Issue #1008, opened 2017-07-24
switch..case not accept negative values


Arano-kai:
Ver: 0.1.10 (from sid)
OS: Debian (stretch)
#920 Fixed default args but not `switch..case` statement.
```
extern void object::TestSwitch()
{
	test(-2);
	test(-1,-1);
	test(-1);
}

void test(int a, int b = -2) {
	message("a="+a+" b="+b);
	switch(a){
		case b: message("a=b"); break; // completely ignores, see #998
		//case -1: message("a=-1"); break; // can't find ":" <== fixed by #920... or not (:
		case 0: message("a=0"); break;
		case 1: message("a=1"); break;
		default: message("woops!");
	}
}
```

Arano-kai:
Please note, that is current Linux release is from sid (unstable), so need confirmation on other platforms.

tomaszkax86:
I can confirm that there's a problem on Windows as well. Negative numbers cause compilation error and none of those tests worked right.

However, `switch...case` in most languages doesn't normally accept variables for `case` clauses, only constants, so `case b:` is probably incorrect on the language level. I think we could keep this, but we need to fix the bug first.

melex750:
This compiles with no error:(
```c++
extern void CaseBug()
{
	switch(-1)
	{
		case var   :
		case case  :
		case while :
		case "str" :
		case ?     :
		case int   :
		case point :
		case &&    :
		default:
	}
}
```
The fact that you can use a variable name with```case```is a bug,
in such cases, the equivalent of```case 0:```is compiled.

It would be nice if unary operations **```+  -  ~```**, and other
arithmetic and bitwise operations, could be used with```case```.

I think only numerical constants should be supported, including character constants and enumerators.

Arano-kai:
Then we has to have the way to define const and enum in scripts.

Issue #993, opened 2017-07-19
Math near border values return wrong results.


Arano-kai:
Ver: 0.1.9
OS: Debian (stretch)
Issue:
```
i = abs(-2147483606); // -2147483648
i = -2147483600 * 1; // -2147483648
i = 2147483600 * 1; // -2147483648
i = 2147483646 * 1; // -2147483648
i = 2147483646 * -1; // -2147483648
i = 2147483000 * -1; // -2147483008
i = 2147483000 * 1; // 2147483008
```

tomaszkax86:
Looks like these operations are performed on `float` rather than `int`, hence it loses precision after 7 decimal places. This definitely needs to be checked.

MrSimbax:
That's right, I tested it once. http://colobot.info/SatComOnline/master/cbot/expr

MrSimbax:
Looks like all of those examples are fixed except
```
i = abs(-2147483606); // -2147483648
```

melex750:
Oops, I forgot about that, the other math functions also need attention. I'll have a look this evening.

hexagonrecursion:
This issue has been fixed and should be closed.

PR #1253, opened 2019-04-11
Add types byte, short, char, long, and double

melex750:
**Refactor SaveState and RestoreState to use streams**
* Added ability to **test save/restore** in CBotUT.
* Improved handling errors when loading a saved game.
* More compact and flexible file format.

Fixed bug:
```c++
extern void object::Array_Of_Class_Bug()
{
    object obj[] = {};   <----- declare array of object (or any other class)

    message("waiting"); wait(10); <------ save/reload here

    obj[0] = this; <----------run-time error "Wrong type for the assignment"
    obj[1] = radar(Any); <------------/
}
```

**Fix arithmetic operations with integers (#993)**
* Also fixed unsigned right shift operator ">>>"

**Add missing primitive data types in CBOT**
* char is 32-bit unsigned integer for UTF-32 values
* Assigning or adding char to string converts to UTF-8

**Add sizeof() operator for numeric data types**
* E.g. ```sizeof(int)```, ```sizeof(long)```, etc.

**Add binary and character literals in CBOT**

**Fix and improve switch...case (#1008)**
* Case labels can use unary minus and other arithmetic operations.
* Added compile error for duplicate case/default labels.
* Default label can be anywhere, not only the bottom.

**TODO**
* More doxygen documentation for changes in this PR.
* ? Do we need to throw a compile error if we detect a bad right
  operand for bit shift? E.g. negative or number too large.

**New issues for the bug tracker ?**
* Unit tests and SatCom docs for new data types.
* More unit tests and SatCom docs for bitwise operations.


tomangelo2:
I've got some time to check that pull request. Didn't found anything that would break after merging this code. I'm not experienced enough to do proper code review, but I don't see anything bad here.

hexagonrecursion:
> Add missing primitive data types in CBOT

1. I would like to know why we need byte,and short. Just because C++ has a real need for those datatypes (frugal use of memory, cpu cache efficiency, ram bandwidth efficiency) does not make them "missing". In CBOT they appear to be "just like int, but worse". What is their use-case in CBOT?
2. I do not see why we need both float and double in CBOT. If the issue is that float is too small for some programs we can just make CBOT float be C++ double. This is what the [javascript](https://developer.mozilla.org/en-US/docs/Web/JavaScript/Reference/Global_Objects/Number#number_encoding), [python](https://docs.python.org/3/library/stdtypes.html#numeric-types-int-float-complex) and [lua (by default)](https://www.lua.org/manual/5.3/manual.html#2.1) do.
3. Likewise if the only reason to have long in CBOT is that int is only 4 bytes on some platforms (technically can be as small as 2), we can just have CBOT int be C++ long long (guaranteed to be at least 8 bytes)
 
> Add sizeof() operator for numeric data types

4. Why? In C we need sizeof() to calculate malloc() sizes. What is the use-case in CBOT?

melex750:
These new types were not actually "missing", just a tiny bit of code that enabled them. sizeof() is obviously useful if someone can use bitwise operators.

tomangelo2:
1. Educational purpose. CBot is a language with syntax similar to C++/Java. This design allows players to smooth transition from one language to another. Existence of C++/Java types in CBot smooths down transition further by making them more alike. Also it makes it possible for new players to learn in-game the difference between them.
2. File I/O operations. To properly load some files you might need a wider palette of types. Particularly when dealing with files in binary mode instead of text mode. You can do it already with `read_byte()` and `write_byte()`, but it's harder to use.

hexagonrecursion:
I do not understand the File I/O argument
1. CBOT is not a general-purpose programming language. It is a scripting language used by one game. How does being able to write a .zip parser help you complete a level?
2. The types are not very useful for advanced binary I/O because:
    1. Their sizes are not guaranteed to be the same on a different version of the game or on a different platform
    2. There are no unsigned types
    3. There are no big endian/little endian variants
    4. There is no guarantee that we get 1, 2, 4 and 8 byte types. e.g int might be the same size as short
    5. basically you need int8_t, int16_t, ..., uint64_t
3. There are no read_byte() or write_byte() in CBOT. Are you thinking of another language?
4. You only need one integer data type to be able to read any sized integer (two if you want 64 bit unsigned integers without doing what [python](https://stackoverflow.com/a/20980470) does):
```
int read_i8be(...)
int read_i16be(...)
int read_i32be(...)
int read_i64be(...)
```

..............................

• What you will do: The lines beginning with the one that holds "These new types" and ending with the last line of the data above are to be reproduced exactly, and nothing else.

• Exercise solution:
These new types were not actually "missing", just a tiny bit of code that enabled them. sizeof() is obviously useful if someone can use bitwise operators.

tomangelo2:
1. Educational purpose. CBot is a language with syntax similar to C++/Java. This design allows players to smooth transition from one language to another. Existence of C++/Java types in CBot smooths down transition further by making them more alike. Also it makes it possible for new players to learn in-game the difference between them.
2. File I/O operations. To properly load some files you might need a wider palette of types. Particularly when dealing with files in binary mode instead of text mode. You can do it already with `read_byte()` and `write_byte()`, but it's harder to use.

hexagonrecursion:
I do not understand the File I/O argument
1. CBOT is not a general-purpose programming language. It is a scripting language used by one game. How does being able to write a .zip parser help you complete a level?
2. The types are not very useful for advanced binary I/O because:
    1. Their sizes are not guaranteed to be the same on a different version of the game or on a different platform
    2. There are no unsigned types
    3. There are no big endian/little endian variants
    4. There is no guarantee that we get 1, 2, 4 and 8 byte types. e.g int might be the same size as short
    5. basically you need int8_t, int16_t, ..., uint64_t
3. There are no read_byte() or write_byte() in CBOT. Are you thinking of another language?
4. You only need one integer data type to be able to read any sized integer (two if you want 64 bit unsigned integers without doing what [python](https://stackoverflow.com/a/20980470) does):
```
int read_i8be(...)
int read_i16be(...)
int read_i32be(...)
int read_i64be(...)
```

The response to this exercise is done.